TASK ITEM:
Copy the result of filtering the entries below for lines that include the string "module".

SOURCE INFORMATION:
PR #159, opened 2017-09-29
fixing a game breaking redstone torch + piston bug

WilliamHarmonMS:


WilliamHarmonMS:
@Hamms PTAL 👍 

I was told this bug is game breaking and to prioritize it over anything else until its fixed because a few levels will be un-test-able next week if it's not addressed.

Thanks a ton!

src/js/game/LevelMVC/LevelPlane.js
```diff
@@ -602,8 +610,15 @@ module.exports = class LevelPlane {
     for (let i = blocksPositions.length - 1; i >= 0; --i) {
       let destination = [blocksPositions[i][0] + offsetX, blocksPositions[i][1] + offsetY];
       let block = this.getBlockAt(blocksPositions[i]);
-      if (this.inBounds(destination) && this.getBlockAt(destination).isDestroyableUponPush()) {
-        this.levelModel.controller.levelView.playExplosionAnimation(destination, 2, destination, block.blockType, null, null, this.player);
+      if (block.isDestroyableUponPush() || (this.inBounds(destination) && this.getBlockAt(destination).isDestroyableUponPush())) {
+        let newBlock = undefined;
+        if (block.isDestroyableUponPush()) {
```
Hamms: This seems a bit redundant. Why not

```javascript
if (block.isDestroyableUponPush()) {
  // destroy block
} else if (this.inBounds(destination) && this.getBlockAt(destination).isDestroyableUponPush()) {
  // destroy destination
}
```

WilliamHarmonMS: yeah... it's not pretty. For some reason, redstoneTorches were causing stack overflows and redstoneWire weren't. Something to do with being a power source? I'm not sure. 

the first block. check is for the torch, the second destination check is for the wire. I can try and clean it up, but right now it -is- working without crashing the game, which was what was happening in a number of the levels 😱

WilliamHarmonMS:
@Hamms PTAL <3

src/js/game/LevelMVC/LevelPlane.js
```diff
@@ -602,7 +610,7 @@ module.exports = class LevelPlane {
     for (let i = blocksPositions.length - 1; i >= 0; --i) {
       let destination = [blocksPositions[i][0] + offsetX, blocksPositions[i][1] + offsetY];
       let block = this.getBlockAt(blocksPositions[i]);
-      if (this.inBounds(destination) && this.getBlockAt(destination).isDestroyableUponPush()) {
+      if ((this.inBounds(destination) && this.getBlockAt(destination).isDestroyableUponPush())) {
```
Hamms: nit: unnecessary parens

src/js/game/LevelMVC/LevelPlane.js
```diff
@@ -683,6 +691,29 @@ module.exports = class LevelPlane {
...
+            case "U":
+              ignoreThisSide = [0, -1];
+              break;
+            case "L":
+              ignoreThisSide = [-1, 0];
+              break;
+            case "R":
+              ignoreThisSide = [1, 0];
+              break;
+          }
```
Hamms: This switch statement is very nearly repeating [this switch statement](https://github.com/code-dot-org/craft/blob/master/src/js/game/LevelMVC/LevelPlane.js#L555-L568), and is also relying on some subtle properties of the blockType string; both of these instances should be moved into LevelBlock

src/js/game/LevelMVC/LevelPlane.js
```diff
@@ -484,6 +491,7 @@ module.exports = class LevelPlane {
       this.setBlockAt(position, onPiston);
       this.pushBlocks(blocksPositions, offset[0], offset[1]);
     } else if (workingNeighbor.blockType === "") {
+      // Nothing to push, so just make the arm.
```
Hamms: :+1:

src/js/game/LevelMVC/LevelPlane.js
WilliamHarmonMS: My goodness. I did this PR in such a rush as I was heading out of the office. That's embarrassing 😂

src/js/game/LevelMVC/LevelPlane.js
WilliamHarmonMS: Yeah, good idea. That was a copy paste for functionality so I could get out of the office on time. Will move that over right now

src/js/game/LevelMVC/LevelBlock.js
```diff
@@ -199,6 +199,22 @@ module.exports = class LevelBlock {
...
+      let direction = this.blockType.substring(6, 7);
+      switch (direction) {
+        case "D":
+          return "South";
+        case "U":
+          return "North";
+        case "L":
+          return "West";
+        case "R":
+          return "East";
```
Hamms: Could this use the FacingDirection constants instead?

joshlory:
Can you add a regression test to verify the fix?  Thanks!

joshlory:
I'm still seeing `Uncaught RangeError: Maximum call stack size exceeded` when stepping onto the east pressure plate in this sample level:

image

src/js/game/LevelMVC/LevelBlock.js
WilliamHarmonMS: They could? The numbers wouldn't be used for anything other than IDing the direction, (like the fact that West === 3 in terms of facing direction wouldn't come into play at all) but we could do that if you want?

WilliamHarmonMS:
Good catch, Josh! Just added pressurePlates to the levelBlock.isDestroyableUponPush() method. Should be good to go.

src/js/game/LevelMVC/LevelBlock.js
Hamms: Yeah, I mean for IDing the direction (to be clear, both here and in LevelPlane); since we already have a canonical way of identifying a direction, I'd rather use that than these arbitrary strings

WilliamHarmonMS:
@joshlory @Hamms PTAL whoever wants to. I know this is approved, but since I added the pressurePlate thing maybe someone wanted to take another look before hitting the nice big merge button.

WilliamHarmonMS:
This this was approved and all I've primarily added are unit tests that are passing I'm going to merge it up. 👍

TASK ANSWER:
@@ -602,8 +610,15 @@ module.exports = class LevelPlane {
@@ -602,7 +610,7 @@ module.exports = class LevelPlane {
@@ -683,6 +691,29 @@ module.exports = class LevelPlane {
@@ -484,6 +491,7 @@ module.exports = class LevelPlane {
@@ -199,6 +199,22 @@ module.exports = class LevelBlock {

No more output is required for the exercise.